Now, let's apply this principle to authenticity. Let's say I'm a middle-class Jewish student from Minneapolis. I become fascinated by Woody Guthrie, mainly because of his authenticity. Now, it's fine for me to become a sort of fake Woody Guthrie, to copy Woody Guthrie, make changes to his style, go electric, whatever. But I mustn't then make my actions the basis for a new claim to authenticity (by, for instance, publishing an autobiography that portrays me as some sort of wandering visionary hobo who never quite mastered conventional English prose style). Just as copyleft asks me to keep my coding activity always in the realm of the non-commercial, so copyleft authenticity demands that I keep my musical activity always in the realm of the fake. And just as copyleft demands that software remain open to all programmers, so copyleft authenticity demands that anyone can become a fake version of me the same way I became a fake version of someone else. I cannot kick away the ladder of fakery. I cannot disapprove of fakery, having used it to climb to where I am today. I cannot close the gate and make this space private property.

There are two problems with the copyleft model of authenticity, though. The first involves "the dark star phenomenon". (I came up with this idea during a conversation with Stephin Merrit.) "The dark star phenomenon" states that authenticity is relative. It's possible that for every star we believe to be the epitome of authenticity there's a hidden model, a "dark star", who served as his inspiration. Woody Guthrie himself, for instance, "just ripped off Dark Star X". All Woody's authenticity cred then rushes, like matter into a black hole, towards the "dark star". But then some music snob tells us that Dark Star X ripped everything off from Dark Star Z. And so on.

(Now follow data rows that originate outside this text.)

PR #484, opened 2022-03-10
Jordan/nethermind sync

mjfh:
Support for syncing against _Nethermind_ on _Devnet4_, _Devnet5_, _Kiln_. Here is a list of client ids syncing against `kiln` up to block _#100217_:
```
 1 besu/v22.1.3
 1 erigon/v2022.99.99
60 Geth/v1.10.17
96 Nethermind/v1.12.4 chunked
 4 Nethermind/v1.12.4
```
So up to now, the _chunked_ protocol version of _Nethermind_ still seems to play a role.

As can be shown in a test set up, _Geth_  rejects the chunked messages when detecting truncated RLP data. Many  messages are smaller than 1k (typical chunk size) so that this behaviour is observed only for larger ones.

### DIFF
--- a/eth/p2p/rlpx.nim
+++ b/eth/p2p/rlpx.nim
@@ -13,6 +13,17 @@ import
   ".."/[rlp, common, keys, async_utils],
   ./private/p2p_types, "."/[kademlia, auth, rlpxcrypt, enode, p2p_protocol_dsl]
 
+const
+  # Insane kludge for suppporting chunked messages when syncing against clients
+  # like Nethermind.
+  #
+  # The original specs which are now obsoleted can be found here:
+  # github.com/ethereum/devp2p/commit/6504d410bc4b8dda2b43941e1cb48c804b90cf22.
+  #
+  # The current requirement is stated at
+  # github.com/ethereum/devp2p/blob/master/rlpx.md#framing
+  allowObsoletedChunkedMessages = defined(chunked_rlpx_enabled)
+
 when useSnappy:
   import snappy
   const devp2pSnappyVersion* = 5
@@ -455,8 +466,8 @@ proc resolveResponseFuture(peer: Peer, msgId: int, msg: pointer, reqId: int) =
 
 proc getRlpxHeaderData(header: RlpxHeader): (int,int,int) =
   ## Helper for `recvMsg()`
-  # This is insane. Some clients like Nethermid use the now obsoleted
-  # chunked frame protocol, see
+  # This is insane. Some clients like Nethermind use the now obsoleted
+  # chunked message frame protocol, see
   # github.com/ethereum/devp2p/commit/6504d410bc4b8dda2b43941e1cb48c804b90cf22.
   result = (-1, -1, 0)
   proc datagramSize: int =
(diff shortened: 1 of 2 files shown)


mratsim:
How does Geth sync against nethermind btw? From last week discussion, at first glance they seemed to support incompatible mode of syncing?

mjfh:
> How does Geth sync against nethermind btw? From last week discussion, at first glance they seemed to support incompatible mode of syncing?

Unfortunately, Nethermind is the only node type that works with Nimbus-eth1 on the test networks. It returns (obsoleted) chunked RLPx data when returning data blocks. Geth currently answers with a sub-protocol error right after sending a status message.

eth/p2p/rlpx.nim
```diff
@@ -452,15 +464,53 @@ proc resolveResponseFuture(peer: Peer, msgId: int, msg: pointer, reqId: int) =
 
     debug "late or duplicate reply for a RLPx request"
 
+proc getRlpxHeaderData(header: RlpxHeader): (int,int,int) =
+  ## Helper for `recvMsg()`
+  # This is insane. Some clients like Nethermind use the now obsoleted
+  # chunked message frame protocol, see
+  # github.com/ethereum/devp2p/commit/6504d410bc4b8dda2b43941e1cb48c804b90cf22.
+  result = (-1, -1, 0)
```
kdeme, line 472: Avoid using result in new code: https://status-im.github.io/nim-style-guide/language.result.html

eth/p2p/rlpx.nim
```diff
@@ -496,16 +546,104 @@ proc recvMsg*(peer: Peer): Future[tuple[msgId: int, msgData: Rlp]] {.async.} =
...
+
   var rlp = rlpFromBytes(decryptedBytes)
 
+  var msgId: int32
   try:
     # int32 as this seems more than big enough for the amount of msgIds
-    let msgId = rlp.read(int32)
-    return (msgId.int, rlp)
+    msgId = rlp.read(int32)
+    result = (msgId.int, rlp)
```
kdeme, line 571: Same about result usage as above.

eth/p2p/rlpxcrypt.nim
```diff
@@ -200,6 +200,14 @@ proc decryptHeader*(c: var SecretState, data: openArray[byte],
     c.aesdec.decrypt(toa(data, 0, RlpHeaderLength), output)
     result = ok()
 
+proc decryptHeaderAndGetMsgSize*(c: var SecretState,
+                                 encryptedHeader: openArray[byte],
+                                 outSize: var int,
+                                 outHeader: var RlpxHeader): RlpxResult[void] =
+  result = decryptHeader(c, encryptedHeader, outHeader)
```
kdeme, line 207: Same about result usage as above.

eth/p2p/rlpxcrypt.nim
```diff
@@ -200,6 +200,14 @@ proc decryptHeader*(c: var SecretState, data: openArray[byte],
     c.aesdec.decrypt(toa(data, 0, RlpHeaderLength), output)
     result = ok()
 
+proc decryptHeaderAndGetMsgSize*(c: var SecretState,
+                                 encryptedHeader: openArray[byte],
+                                 outSize: var int,
+                                 outHeader: var RlpxHeader): RlpxResult[void] =
```
kdeme, line 206: It's a bit strange having a version of this call that both outputs the outSize and the header, as it seems that then later that header is again parsed for its size + other fields

PR #492, opened 2022-03-23
Change closing proc

KonradStaniec:
So as seen from CI run this pr does not solve Defect which is sometimes thrown from tests. But it fixes weird issue, that when both produced and consumer loops are canceled from consumer loops context only producer is cancelled and consumer is left hanging in weird state.

Most simple minimizer:
```
import 
  std/[deques, sequtils],
  chronos

type Foo = ref object
  q: AsyncQueue[int]
  pLoop: Future[void]
  cLoop: Future[void]

proc producerLoop(f: Foo): Future[void] {.async.} =
  try:
    var i = 0
    while true:
      await sleepAsync(milliseconds(500))
      echo "puting i = " & $i
      f.q.putNoWait(i)
      inc i
  except CancelledError as exc:
    echo "Producer Cancelled"
    raise exc


proc consumerLoop(f: Foo): Future[void] {.async.} =
  try:
    while true:
      let i = await f.q.get()
      echo "Hello i is " &  $i
      if i == 2:
        f.cLoop.cancel()
        f.pLoop.cancel()
  except CancelledError as exc:
    echo "Consumer Cancelled"
    raise exc


proc new(T: type Foo): T =
  let f = Foo(q: newAsyncQueue[int]())
  f.pLoop = producerLoop(f)
  f.cLoop = consumerLoop(f)
  return f

let s = Foo.new()

runForever()

```

Now I would expect to see in logs:
```
Consumer Cancelled
Producer Cancelled
```
but in only 
```
Producer Cancelled
```
shows up

tbh I am not sure if its intended behaviour for such case. Wdyt @kdeme ?

### DIFF
--- a/eth/utp/utp_socket.nim
+++ b/eth/utp/utp_socket.nim
@@ -612,9 +612,13 @@ proc checkTimeoutsLoop(s: UtpSocket) {.async.} =
   try:
     while true:
       await sleepAsync(checkTimeoutsLoopInterval)
-      await s.eventQueue.put(SocketEvent(kind: CheckTimeouts))
-  except CancelledError:
+      s.eventQueue.putNoWait(SocketEvent(kind: CheckTimeouts))
+  except CancelledError as exc:
+    # check timeouts loop is last running future managed by socket, if its
+    # cancelled we can fire closeEvent
+    s.closeEvent.fire()
     trace "checkTimeoutsLoop canceled"
+    raise exc
 
 proc startTimeoutLoop(s: UtpSocket) =
   s.checkTimeoutsLoop = checkTimeoutsLoop(s)
@@ -682,6 +686,10 @@ proc isConnected*(socket: UtpSocket): bool =
 proc isClosed*(socket: UtpSocket): bool =
   socket.state == Destroy and socket.closeEvent.isSet()
 
+proc isClosedAndCleanedUpAllResources*(socket: UtpSocket): bool =
+  ## Test Api to check that all resources are properly cleaned up 
+  socket.isClosed() and socket.eventLoop.cancelled() and socket.checkTimeoutsLoop.cancelled()
+
 proc destroy*(s: UtpSocket) =
   info "Destroying socket",
     to = s.socketKey
@@ -689,8 +697,12 @@ proc destroy*(s: UtpSocket) =
   ## Remote is not notified in any way about socket end of life
   s.state = Destroy
   s.eventLoop.cancel()
-  s.checkTimeoutsLoop.cancel()
-  s.closeEvent.fire()
+  # This procedure initiate cleanup process which goes like:
+  # Cancel EventLoop -> Cancel timeoutsLoop -> Fire closeEvent
+  # This is necessary due to how evenLoop look like i.e it has only one await
+  # point on `eventQueue.get` which trigger cancellation excepion only when
+  # someone will try run `eventQueue.put`. Without `eventQueue.put` , eventLoop
+  # future shows as cancelled, but handler for CancelledError is not run
 
 proc destroyWait*(s: UtpSocket) {.async.} =
   ## Moves socket to destroy state and clean all reasources and wait for all registered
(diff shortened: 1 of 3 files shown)


kdeme (commented):
I've tested your minimized test case and noticed that both loops do get canceled, just the message is not printed, so it doesn't get into the except clause (However, how come it does get canceled then? Confusing.).

I'd have to dig in the code / generated code to try to figure this out, but I did notice the following already:
- Adding an `await sleepAsync` in the in the consumerLoop() makes "Consumer Cancelled" also print.
- Using `cancelAndWait` instead of cancel seems cleaner and works. You'd have to change the order of course:
```
  await f.pLoop.cancelAndWait()
  await f.cLoop.cancelAndWait()
```

Canceling it outside of either loop also works, I don't know if it is/was intended to be supported the way you are using it here.

eth/utp/utp_socket.nim
```diff
@@ -682,15 +686,23 @@ proc isConnected*(socket: UtpSocket): bool =
...
+  socket.isClosed() and socket.eventLoop.cancelled() and socket.checkTimeoutsLoop.cancelled()
+
 proc destroy*(s: UtpSocket) =
   info "Destroying socket",
     to = s.socketKey
   ## Moves socket to destroy state and clean all reasources.
   ## Remote is not notified in any way about socket end of life
   s.state = Destroy
   s.eventLoop.cancel()
-  s.checkTimeoutsLoop.cancel()
```
kdeme, line 692: I'm not fully understanding this versus your minimized example: It seems that in this case both loops are canceled from "the outside", but I assume `checkTimeoutsLoop` gives issues, similar as in the minimized example?

KonradStaniec: from what I gathered it does not, so the  chain of closing looks like:
- we are canceling consumer loop (event loop) from the inside, and it works as producer (check timeouts) loop still produces items and putting item onto cancelled queue triggers proper `CancelledException` when we are awaiting for `get`
- form consumer loop cancel handler we trigger cancellation of producer loop, it also properly tirgger `CancelledException`

It works and every handler is properly triggered, although I agree it is not super pretty.

eth/utp/utp_socket.nim
```diff
@@ -612,9 +612,13 @@ proc checkTimeoutsLoop(s: UtpSocket) {.async.} =
...
       await sleepAsync(checkTimeoutsLoopInterval)
-      await s.eventQueue.put(SocketEvent(kind: CheckTimeouts))
-  except CancelledError:
+      s.eventQueue.putNoWait(SocketEvent(kind: CheckTimeouts))
+  except CancelledError as exc:
+    # check timeouts loop is last running future managed by socket, if its
+    # cancelled we can fire closeEvent
+    s.closeEvent.fire()
     trace "checkTimeoutsLoop canceled"
+    raise exc
```
kdeme, line 621: Are the re-raises here and in EventLoop still needed?

KonradStaniec: nope, will remove them

KonradStaniec: actually after second thought, I would keep those re-raises  as with them both futures `eventLoop` and `checkTimeoutsLoop` are properly returning that they are cancelled (i.e. `future.cancelled` returns `true`) without them those future could indicate that they are just finished.

KonradStaniec:
I digged  a bit why it happens, and it mostly have to do with how chronos and and `await` work together. So in the example from minimisation:
```
proc consumerLoop(f: Foo): Future[void] {.async.} =
  try:
    while true:
      let i = await f.q.get()
      echo "Hello i is " &  $i
      if i == 2:
        f.cLoop.cancel()
        f.pLoop.cancel()
  except CancelledError as exc:
    echo "Consumer Cancelled"
    raise exc
```

when we cancel consumer loop from within, it does not have at this point any child futures so it directly goes to `cancelAndSchedule` ([cancelAndSchedule](https://github.com/status-im/nim-chronos/blob/master/chronos/asyncfutures2.nim#L257))  proc, so it does set status of future as `Cancelled` and `mustCancel` flag to `true`, but it does not throw any exception so the loop goes to next iteration and it will wait for another element from queue. Now `await f.q.get()` will only throw exception when it will finish and it will finish only when some one will call `put`, and this is due to `await` checking parent future status only after future finishing [checkParentStatus](https://github.com/status-im/nim-chronos/blob/master/chronos/asyncmacro2.nim#L273)

So the approach from this pr works due to the fact, that `checkTimeoutsLoop` is cancelled after `eventLoop` so there will be new events which will trigger exception in eventLoop `await`

PR #494, opened 2022-03-24
Mitigating RLP annoyances

mjfh:
why:
  Rlp errors throw exceptions which cause the dispatcher loop to
  terminate the current session immediately.

details:
  The DisconnectionReasonList message requires a single entry list.
  Observed and now accepted deviations are:

  Geth: single byte number

  bor(a Geth fork): blobbed single entry list containing a number

### DIFF
--- a/eth/p2p/rlpx.nim
+++ b/eth/p2p/rlpx.nim
@@ -50,7 +50,7 @@ proc read(rlp: var Rlp; T: type DisconnectionReasonList): T
     # Be strict here: The expression `rlp.read(DisconnectionReasonList)`
     # accepts lists with at least one item. The array expression wants
     # exactly one item.
-    let a = rlp.read(array[1,DisconnectionReason])
+    let a = rlp.read(array[1, DisconnectionReason])
     return DisconnectionReasonList(value: a[0])
 
   # Also accepted: a single byte reason code. Is is typically used
--- a/eth/p2p/rlpx.nim
+++ b/eth/p2p/rlpx.nim
@@ -54,7 +54,7 @@ proc read(rlp: var Rlp; T: type DisconnectionReasonList): T
     return DisconnectionReasonList(value: a[0])
 
   # Also accepted: a single byte reason code. Is is typically used
-  # by variants of the reference implentation `Geth`
+  # by variants of the reference implementation `Geth`
   if rlp.blobLen <= 1:
     let n = rlp.read(int)
     return DisconnectionReasonList(value: n.DisconnectionReason)
--- a/eth/p2p/rlpx.nim
+++ b/eth/p2p/rlpx.nim
@@ -43,8 +43,8 @@ type
   DisconnectionReasonList = object
     value: DisconnectionReason
 
-proc read(rlp: var Rlp; Q: type DisconnectionReasonList): Q
-    {.raises: [Defect,RlpError].} =
+proc read(rlp: var Rlp; T: type DisconnectionReasonList): T
+    {.raises: [Defect, RlpError].} =
   ## Rlp mixin: `DisconnectionReasonList` parser
   if rlp.isList:
     # Be strict here: The expression `rlp.read(DisconnectionReasonList)`
--- a/eth/p2p/rlpx.nim
+++ b/eth/p2p/rlpx.nim
@@ -59,7 +59,7 @@ proc read(rlp: var Rlp; T: type DisconnectionReasonList): T
     let n = rlp.read(int)
     return DisconnectionReasonList(value: n.DisconnectionReason)
 
-  # Also accepted: a blob of a list (aka object) of reason code. Is is
+  # Also accepted: a blob of a list (aka object) of reason code. It is
   # used by `bor`, a `geth` fork
   var subList = rlp.toBytes.rlpFromBytes
   if subList.isList:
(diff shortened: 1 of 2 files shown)


mratsim:
How big of a change would it be to replace exceptions with results for RLP?

eth/p2p/rlpx.nim
```diff
@@ -43,6 +43,32 @@ type
   DisconnectionReasonList = object
     value: DisconnectionReason
 
+proc read(rlp: var Rlp; Q: type DisconnectionReasonList): Q
+    {.raises: [Defect,RlpError].} =
```
kdeme, line 47:
```suggestion
proc read(rlp: var Rlp; T: type DisconnectionReasonList): T
    {.raises: [Defect, RlpError].} =
```

eth/p2p/rlpx.nim
```diff
@@ -43,6 +43,32 @@ type
...
+  ## Rlp mixin: `DisconnectionReasonList` parser
+  if rlp.isList:
+    # Be strict here: The expression `rlp.read(DisconnectionReasonList)`
+    # accepts lists with at least one item. The array expression wants
+    # exactly one item.
+    let a = rlp.read(array[1,DisconnectionReason])
```
kdeme, line 53:
```suggestion
    let a = rlp.read(array[1, DisconnectionReason])
```

eth/p2p/rlpx.nim
```diff
@@ -43,6 +43,32 @@ type
...
+    return DisconnectionReasonList(value: a[0])
+
+  # Also accepted: a single byte reason code. Is is typically used
+  # by variants of the reference implentation `Geth`
```
kdeme, line 57:
```suggestion
  # by variants of the reference implementation `Geth`
```

eth/p2p/rlpx.nim
```diff
@@ -43,6 +43,32 @@ type
...
+  if rlp.blobLen <= 1:
+    let n = rlp.read(int)
+    return DisconnectionReasonList(value: n.DisconnectionReason)
+
+  # Also accepted: a blob of a list (aka object) of reason code. Is is
```
kdeme, line 62:
```suggestion
  # Also accepted: a blob of a list (aka object) of reason code. It is
```

eth/p2p/rlpx.nim
```diff
@@ -43,6 +43,32 @@ type
...
+  # used by `bor`, a `geth` fork
+  var subList = rlp.toBytes.rlpFromBytes
+  if subList.isList:
+    # Diddo, see above.
```
kdeme, line 66:
```suggestion
    # Ditto, see above.
```

tests/p2p/test_rlpx_thunk.json
```diff
@@ -49,10 +49,15 @@
     "error": "MalformedRlpError",
     "description": "listElem to error on invalid size encoding"
   },
-  "Listing elements when not a list": {
```
kdeme, line 52: I wouldn't remove this test, it is still useful

kdeme (commented):
lgtm, just some style / typo nitpicks.

Not sure if we should really care about this `bor` behaviour, based on client stats: https://www.ethernodes.org/
Unless some other clients also do this (it is rather a weird serialisation...)

kdeme:
> How big of a change would it be to replace exceptions with results for RLP?

I wouldn't go there for now. I am all for usage of Results, but I believe there are more important items to work on first.
And when we want to start addressing this we should first aim to contain the exceptions within rlp, and for example getting first rid of them bit by bit in the networking code.

Be aware that discv5 also uses rlp, so it would be something that we have to rework very carefully. And discv5 is pretty much exception free except for rlp.
Side note: SSZ in eth2 also relies heavily on exceptions (or nim-serialization in general)

tests/p2p/test_rlpx_thunk.json
mjfh: It would fail, commenting out like /*..*/ in json works but are non-standard.

mjfh:
On the other hand, this is a real annoyance. The later we wait, the more we work around exceptions. For practical reasons, the assumption that data RLP are correct does not hold. So exceptions become the rule (rathner than the exception.)

kdeme:
> On the other hand, RLP exceptions are a real annoyance. The later we wait, the more we work around exceptions. For practical reasons, the assumption that RLP data are correct does not hold. So exceptions become the rule (rather than the exception.)

I understand that exceptions give even extra issues (performance) when they become the "common path". 
What I'm saying is to approach this from the top to the bottom. If you would rework rlp first to use for example results instead of exceptions, a lot of code on top of it will have to be reworked, which means a big endeavor/PR.
You could of course make the rlp code raise at the public API and use results internally only, but then you kind of loose the benefit of why you are removing the exceptions imo.

FYI, I've canceled some CI builds as each little commit was doing a CI build. I've just kept the last one running.

tests/p2p/test_rlpx_thunk.json
kdeme: hmm, right, because you accept a blob now.

kdeme:
@mjfh When having a commit history like the one above (Small commits with not so meaningful commit messages, and changes that belong to the same functionality/feature), please squash them first. This keeps our history cleaner and easier to assess for changes.

Perhaps merge commit should be disabled on nim-eth repo.

PR #495, opened 2022-03-30
disc: updateExternalIp()

stefantalpalaru:
New public proc that can be used to inform the discovery subsystem about
a changed external IP (as reported by UPnP/NAT-PMP in some other module).

### DIFF
--- a/eth/p2p/discoveryv5/protocol.nim
+++ b/eth/p2p/discoveryv5/protocol.nim
@@ -842,7 +842,8 @@ proc refreshLoop(d: Protocol) {.async.} =
   except CancelledError:
     trace "refreshLoop canceled"
 
-proc updateExternalIp*(d: Protocol, extIp: ValidIpAddress, udpPort: Port) =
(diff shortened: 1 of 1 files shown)


eth/p2p/discoveryv5/protocol.nim
```diff
@@ -842,6 +842,20 @@ proc refreshLoop(d: Protocol) {.async.} =
...
+  let
+    previous = d.localNode.address
+    res = d.localNode.update(d.privateKey,
+      ip = some(extIp), udpPort = some(udpPort))
+
+  if res.isErr:
+    warn "Failed updating ENR with newly discovered external address",
+      previous, newExtIp = extIp, newUdpPort = udpPort, error = res.error
+  else:
+    discovery_enr_auto_update.inc()
```
kdeme, line 855: As it becomes a public function, this metric does not hold any more necessarily.

I assume you want to use this for uPnP based IP updates, which is also some sort of `enr_auto_update`, but I think that should be a different metric?

So perhaps this `proc` should either use a result, returning the error message, or a bool, and then based on the return valuethe metric can be incremented or not?

PR #496, opened 2022-03-30
nat: getPublicRoutePrefSrcOrExternalIP()

stefantalpalaru:
And some ~~public gateway~~ *preferred routing source* refactoring to minimise code duplication.

### DIFF
--- a/eth/net/nat.nim
+++ b/eth/net/nat.nim
@@ -23,6 +23,13 @@ type
     NatPmp
     NatNone
 
+  DefaultGatewayStatus = enum
+    NoRoutingInfo
+    DefGwIsPublic
+    DefGwIsPrivate
+    BindAddressIsPublic
+    BindAddressIsPrivate
+
 const
   UPNP_TIMEOUT = 200 # ms
   PORT_MAPPING_INTERVAL = 20 * 60 # seconds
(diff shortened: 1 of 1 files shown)


stefantalpalaru:
OK, so it's about the preferred source for a route to a public IP, not the default gateway. Naming fixed.

eth/net/nat.nim
```diff
@@ -102,6 +109,42 @@ proc getExternalIP*(natStrategy: NatStrategy, quiet = false): Option[IpAddress]
           error "parseIpAddress() exception", err = e.msg
           return
 
+# This queries the routing table to get the "preferred source" attribute and
+# checks if it's a public IP. If so, then it's our public IP.
+#
+# Further more, we check if the bind address (user provided, or a "0.0.0.0"
+# default) is a public IP. That's a long shot, because code paths involving a
+# user-provided bind address are not supposed to get here.
```
kdeme, line 117: Not sure I get the comment here. In nimbus-eth2 the bind-address (listen address) does get passed up until here?

kdeme (approved):

eth/net/nat.nim
stefantalpalaru: Not if `--listen-address=1.2.3.4` is combined with `--nat=extip:1.2.3.4`, which a knowledgeable user would do.

kdeme: Okay, that's what you mean. Yes, you're right that in this (more sensible) scenario it is not useful, but it can be still useful for those not knowing/understanding the nat:extip option. After all they are not behind a NAT in that case, so why should they care (this is more an issue of bad UX for this cli option but that aside).

PR #507, opened 2022-05-25
Dedicated RLP reader for `DisconnectionReason`

mjfh:
Currently, a program communicating via RLPX will crash when receiving out of bound reason codes disconnect message.

This happens in the RLP message parser. Out of bound value assignments to an enum causes a `RangeError`defect and consequently the program to terminate. This `RangeError` is avoided here and a catchable error raised.

### DIFF
--- a/eth/p2p/rlpx.nim
+++ b/eth/p2p/rlpx.nim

The second problem is that authenticity claims may not be what they seem. They may in fact be the best way of establishing one's fakeness. Like Sherlock Holmes in one of his infernal disguises, the best faker is one who can pass as the real thing. The artist most dedicated to inauthenticity is not the one claiming to be fake, but the one claiming to be real. No wonder Bob Dylan's songs are full of card sharps and poker faces.

"Hello, Patent Office? I want to register an authentic new idea. Oh, wait, never mind..."

(no subject)

Date: 2005-04-10 01:00 pm (UTC)
From: [identity profile] d-g-m.livejournal.com
Ha. Your a Pisces right?
Total absorption of ideas with no use for consistency or organisation.
Are you being critical of this process?
Just the other day you wrote -what I took as- a positive review how the Japanese are ahead in the Postmodern.
Isn't your theory here just a poorly thought out paraphrased, "Copyleft", construction of Postmodernism?

(no subject)

Date: 2005-04-10 01:18 pm (UTC)
From: [identity profile] imomus.livejournal.com
Gosh, I wish the accusations of unclear thinking and writing I get could at least be as clear as my "unclear" original post.

Your a Pisces right?

I'm an Aquarius. But if you think astrology has more explanatory value than postmodernism, we don't have much more to discuss.

I don't see anything "inconsistent" in what I'm saying here, or anything "poorly thought out". My position is that fakeness is freedom. Anyone can be fake. In that sense it's like open source. Authenticity, however, is a closed system, like private property. There are various barriers, hurdles, padlocks, ladders to authenticity. Just as you have to pay for a piece of private property (which then restricts access to all but you), you have to "pay your dues" to attain authenticity. It's paid for usually by suffering. Those of us who buy into this mythology (and I don't) disdain arrivistes, upstarts, montebanks, impostors with as much vehemence as a property-owner disdains an intruder on his land. Copyleft is a part of postmodernism's egalitarian and flattening tendencies. It's part of the ongoing de-hierarchicalisation of original and copy, surface and depth, high and low, etc.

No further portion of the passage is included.